Alkina tersadar dari pengaruh bius yang diberikan kepadanya, kepalanya masih terasa pusing karena obat tersebut. Matanya tertutup sehelai kain, sehingga tak bisa melihat apa-apa. Gadis itu terduduk di sebuah kursi, kedua tangannya terikat ke belakang, mulutnya turut dibungkam dengan sehelai kain.

Tiba-tiba seseorang menarik kasar kain yang mengikat mata dan membungkam mulutnya.

Gadis itu menyipitkan mata untuk memperjelas seseorang yang ada di hadapannya. "Siapa?"

Alih-alih menjawab, sosok tersebut justru mengeluarkan sebilah pisau yang ia sembunyikan di belakang tubuhnya, pisau itu ia selipkan pada ikat pinggang yang sedang ia kenakan.

"Aaaaa!!" jerit Alkina ketika pisau tersebut menyapa kulit wajahnya dengan gerakan lambat. Gadis itu menangis. Merasakan perih dan juga panas yang menjalar ke otaknya. Sayatan panjang dari pipi satu ke pipi lain yang melewati batang hidungnya itu membuat aliran darah yang cukup deras.

Laki-laki itu menaruh pisaunya di atas meja yang berada tak jauh dari pintu, tangannya beralih ke dagu Alkina, menyengkram kuat dagu gadis itu, membuat sang empu meringis menahan sakit.

"Tau gak? kenapa lo bisa ada di sini?" tanya laki-laki itu. Akina hanya bisa menggelengkan kepalanya samar.

"Ini semua gara-gara sepupu lo!!" Laki-laki itu melepas cengkramannya dengan kasar.
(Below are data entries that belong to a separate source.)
PR #31, opened 2015-05-10
tcp1_down: Fix copy+pasted description

sourcejedi:
tcp1_down is not bidirectional :).


tohojo:
Quite right. Thanks for noticing :)

PR #40, opened 2015-05-24
Capture notsent_lowat limit_output_bytes and timestamp sysctl settings

dtaht:
tcp_limit_output_bytes is a very critical TSQ parameter. Originally
(and how it is deployed at scale) this is set very low (4k or so)
and used in combination with sch_fq to spectacular results.

Unfortunately this low setting messed with tcp on aggregating wifi device
drivers and in the linux kernel mainline it was eventually bumped
to 128k by default.

This has really negative results on lots of flows at gigE rates with
sch_fq, bloating up to thousands of packets with hundreds of flows
extant.

notsent_lowat is usually turned off universally because it causes more
context switches. it is a good idea to have on in many scenarios, however.
I have really conflicting information as to whether and where it is being used.

timestamps were often turned off on older routers for performance reasons.
various tcps will behave differently with timestamps on or off.

Capturing all this info will help examine these effects.


tohojo:
Merged in commit 73fc278.

PR #54, opened 2015-07-28
Docs should be updated now output files are in /tmp

sourcejedi:
(but I liked the old location :p).  I noticed this one instance, I don't know if there are other mentions.


sourcejedi:
and I think I got the markdown wrong, sorry.  Just consider this an issue quoting where the docs are out of date.

tohojo:
Thanks for noticing! However, the git version reverts back to putting the files in the current directory by default (but with a command line switch to change that).

Will put out a new version soon, which should fix this (thought I had already, actually).

sourcejedi:
yay thx :)

PR #61, opened 2016-02-08
Multiple new test configurations for multiple stream rrul, tcp_down, tcp_up combinations -- 2nd attempt

cklatsky:
New test configurations for multiple stream rrul, tcp_down, and tcp_up combinations.  rrul_X_up_Y_down are based off of rrul_be.  They have X upstream streams, Y downstream streams, and Y ping streams.  tcp_Xdown is based off of tcp_down.  They have X downstream streams and one ping stream.  tcp_Yup is based off of tcp_up.  They have Y upstream streams and one ping stream.


dtaht:
My principal objection to this is that with the addition of so many tests that other users attempting to get comparable data will be confused as to what valid tests to run. Merely getting people to burn 5 minutes on the basic tcp_upload, download, rrul, rrul_be, and rtt_fair tests has been a problem. Certainly I welcome a higher density test (like 12 down). But I would like to have people adopt other tests that test somewhat realistic and different workloads (like rtt_fair, tcp_2up_delay, web, and the voip tests do), than go nuts running all these other bulk oriented tests.  

I've had a few other tests in the queue (tcp_staircase) that I should get around to finishing, and I do keep hoping to get something simpler for voip/gaming traffic simulation than d-itg.

All that said, I've tested a few of these, they work, and I'm really big on having comparable data, so I approve....

tohojo:
Pushed a set of changes that adds tcp_nup and tcp_ndown tests which support specifying the number of streams as a test parameter. I have then added tcp_{2,4,6,8,12}{up,down} tests that simply sets the number of streams for the *n* tests. This reduces code reuse and is hopefully more flexible.

Could you confirm that these tests work for your needs? If so, I'll add a bidirectional (RRUL) variant following the same principle.

cklatsky:
Sure, I will try these out.  I should have time later today to try them.

cklatsky:
I was able to try out both the tcp_nup & tcp_ndown test configurations.  Both work well, thanks for coding that up.  I noticed that in the plots available when reviewing the results are a reduced set of plots.  Any reason not to make the full set of plots available for all test results files?  Might be a good candidate to have them all in a separate file and just include that file for each new test configuration?

tohojo:
Okay, pushed an rrul_be_nflows test that supports specifying the number of flows in each direction. Care to take that for a spin as well? Since there's already a whole bunch of RRUL tests, my inclination would be to not do derived tests for the specified number of flows in this case; can you live with specifying the --test-parameter options yourself?

And yeah, more reuse of plot configurations has been on my list for a while. However, since the plots specify which data sets they use, it's not always possible to reuse them across different tests. But it should be possible achieve a bit more reuse than the current state...

cklatsky:
Yes, its not an issue to specify the --test-parameter.  I will give this updated file a try tomorrow when I get back to the office and let you know.  Thanks.

cklatsky:
I was able to test rrul_be_nflows today, using different combinations of upstream & downstream streams.  Everything worked fine.  Thanks for making this file.  If you are OK with this feedback, I think this pull request can be closed.

tohojo:
Excellent! Thanks for testing!

And yeah, closing this now :)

Napasnya masih tersengal, namun Alkina berusaha sekuat tenaga untuk mengeluarkan suaranya. "A-Alnino?"

Laki-laki itu terkekeh, menampilkan seringaian yang terlihat menyeramkan. "Menurut lo?"

Alkina mengedarkan pandangannya, netranya menyapu sudut demi sudut tempat di mana ia berada saat ini. Dinding dengan cat yang sudah luntur dan berjamur, ruangan yang minim cahaya, lantai yang diselimuti dengan debu, dan berseraknya beberapa serpihan bangunan yang telah lapuk.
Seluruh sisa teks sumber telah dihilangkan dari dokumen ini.